If a line in the data below holds the word "AssignmentExpressionTree", include it in the count. Give only the final number.

> [INFORMATION SUPPLIED]:
========

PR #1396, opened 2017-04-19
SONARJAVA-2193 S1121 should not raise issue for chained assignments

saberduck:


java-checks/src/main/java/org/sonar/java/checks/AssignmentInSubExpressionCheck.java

========

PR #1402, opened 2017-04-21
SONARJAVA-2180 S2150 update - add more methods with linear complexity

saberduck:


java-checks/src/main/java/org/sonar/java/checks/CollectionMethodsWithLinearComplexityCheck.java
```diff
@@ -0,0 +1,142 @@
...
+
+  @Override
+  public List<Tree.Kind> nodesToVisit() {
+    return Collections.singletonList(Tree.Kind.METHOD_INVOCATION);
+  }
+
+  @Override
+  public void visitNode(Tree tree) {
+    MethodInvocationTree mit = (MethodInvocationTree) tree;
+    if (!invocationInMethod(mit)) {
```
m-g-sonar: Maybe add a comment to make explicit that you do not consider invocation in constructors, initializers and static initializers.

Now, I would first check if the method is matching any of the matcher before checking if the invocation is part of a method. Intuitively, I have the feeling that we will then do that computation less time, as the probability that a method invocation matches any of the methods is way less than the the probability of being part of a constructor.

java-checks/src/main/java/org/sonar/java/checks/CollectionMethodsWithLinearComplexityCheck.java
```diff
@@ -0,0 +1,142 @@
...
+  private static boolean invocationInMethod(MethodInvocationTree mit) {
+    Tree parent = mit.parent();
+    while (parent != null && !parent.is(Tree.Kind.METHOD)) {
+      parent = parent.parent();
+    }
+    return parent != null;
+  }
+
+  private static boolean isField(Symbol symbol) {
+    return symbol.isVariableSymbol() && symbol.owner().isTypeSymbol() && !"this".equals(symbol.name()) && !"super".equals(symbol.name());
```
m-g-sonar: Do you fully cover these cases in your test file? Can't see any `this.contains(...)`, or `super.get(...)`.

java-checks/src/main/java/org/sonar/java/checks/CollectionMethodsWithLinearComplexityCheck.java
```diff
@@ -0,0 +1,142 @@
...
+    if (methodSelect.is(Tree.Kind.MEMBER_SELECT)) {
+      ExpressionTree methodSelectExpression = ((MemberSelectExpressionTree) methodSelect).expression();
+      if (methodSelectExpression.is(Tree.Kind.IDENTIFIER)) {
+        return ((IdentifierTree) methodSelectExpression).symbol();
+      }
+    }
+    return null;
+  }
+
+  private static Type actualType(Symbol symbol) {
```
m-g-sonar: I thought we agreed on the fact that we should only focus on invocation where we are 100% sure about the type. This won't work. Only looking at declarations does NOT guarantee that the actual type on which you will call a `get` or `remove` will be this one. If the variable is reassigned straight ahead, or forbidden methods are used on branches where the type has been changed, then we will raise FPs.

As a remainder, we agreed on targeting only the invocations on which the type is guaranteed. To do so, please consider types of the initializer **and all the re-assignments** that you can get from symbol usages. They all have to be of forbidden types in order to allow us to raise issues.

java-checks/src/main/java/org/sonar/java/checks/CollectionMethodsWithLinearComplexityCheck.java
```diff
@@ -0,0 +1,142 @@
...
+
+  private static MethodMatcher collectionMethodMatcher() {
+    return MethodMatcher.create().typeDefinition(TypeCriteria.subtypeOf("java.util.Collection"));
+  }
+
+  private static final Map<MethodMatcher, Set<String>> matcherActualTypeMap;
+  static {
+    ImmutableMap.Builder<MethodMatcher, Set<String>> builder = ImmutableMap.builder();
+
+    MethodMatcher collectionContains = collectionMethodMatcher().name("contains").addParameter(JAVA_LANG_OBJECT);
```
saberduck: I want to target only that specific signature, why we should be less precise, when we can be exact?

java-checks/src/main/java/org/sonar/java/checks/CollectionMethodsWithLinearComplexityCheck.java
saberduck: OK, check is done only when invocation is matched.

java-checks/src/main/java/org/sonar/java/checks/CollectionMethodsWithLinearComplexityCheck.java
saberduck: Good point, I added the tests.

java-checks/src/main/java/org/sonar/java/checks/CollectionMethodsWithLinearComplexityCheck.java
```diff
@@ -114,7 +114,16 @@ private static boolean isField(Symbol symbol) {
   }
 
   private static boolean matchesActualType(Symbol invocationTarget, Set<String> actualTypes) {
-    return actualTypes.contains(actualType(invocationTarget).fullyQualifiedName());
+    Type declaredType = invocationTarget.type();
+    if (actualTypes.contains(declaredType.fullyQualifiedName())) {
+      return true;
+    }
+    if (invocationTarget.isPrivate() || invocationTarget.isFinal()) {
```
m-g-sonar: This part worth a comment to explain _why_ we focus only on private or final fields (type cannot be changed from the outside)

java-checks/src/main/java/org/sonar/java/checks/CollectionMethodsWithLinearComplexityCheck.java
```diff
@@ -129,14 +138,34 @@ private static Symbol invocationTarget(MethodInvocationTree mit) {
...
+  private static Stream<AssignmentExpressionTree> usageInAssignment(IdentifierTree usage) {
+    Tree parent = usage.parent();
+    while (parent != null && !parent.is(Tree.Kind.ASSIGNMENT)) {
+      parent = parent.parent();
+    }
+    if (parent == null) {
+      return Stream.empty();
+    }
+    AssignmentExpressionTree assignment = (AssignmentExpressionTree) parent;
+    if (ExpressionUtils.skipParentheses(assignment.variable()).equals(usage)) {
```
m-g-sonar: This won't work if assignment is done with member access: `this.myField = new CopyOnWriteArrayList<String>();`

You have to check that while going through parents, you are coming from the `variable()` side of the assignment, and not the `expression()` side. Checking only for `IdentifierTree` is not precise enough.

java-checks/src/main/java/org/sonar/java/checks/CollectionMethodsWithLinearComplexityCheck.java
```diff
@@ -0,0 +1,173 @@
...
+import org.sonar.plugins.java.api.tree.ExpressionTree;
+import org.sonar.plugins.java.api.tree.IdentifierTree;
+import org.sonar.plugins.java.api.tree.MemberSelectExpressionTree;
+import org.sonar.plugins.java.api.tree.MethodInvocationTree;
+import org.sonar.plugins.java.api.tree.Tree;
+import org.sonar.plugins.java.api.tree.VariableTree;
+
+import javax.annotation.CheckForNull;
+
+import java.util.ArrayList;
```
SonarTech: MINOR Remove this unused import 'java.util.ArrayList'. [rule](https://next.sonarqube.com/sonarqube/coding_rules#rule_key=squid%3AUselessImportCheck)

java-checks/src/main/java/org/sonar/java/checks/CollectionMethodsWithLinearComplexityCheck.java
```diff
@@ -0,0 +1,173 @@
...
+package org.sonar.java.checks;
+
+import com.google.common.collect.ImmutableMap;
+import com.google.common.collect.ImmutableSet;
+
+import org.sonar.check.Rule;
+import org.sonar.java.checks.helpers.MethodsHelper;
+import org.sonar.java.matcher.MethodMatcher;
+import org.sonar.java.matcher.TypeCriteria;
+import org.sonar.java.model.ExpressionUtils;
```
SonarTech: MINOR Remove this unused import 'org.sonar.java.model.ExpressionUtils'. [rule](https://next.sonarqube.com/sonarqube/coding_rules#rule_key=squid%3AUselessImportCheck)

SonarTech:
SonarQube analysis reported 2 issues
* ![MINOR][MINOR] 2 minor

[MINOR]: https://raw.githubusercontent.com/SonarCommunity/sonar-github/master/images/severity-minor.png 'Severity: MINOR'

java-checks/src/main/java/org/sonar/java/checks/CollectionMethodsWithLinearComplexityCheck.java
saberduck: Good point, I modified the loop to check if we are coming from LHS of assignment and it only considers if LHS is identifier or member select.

========

> [RESPONSE BELOW]:
2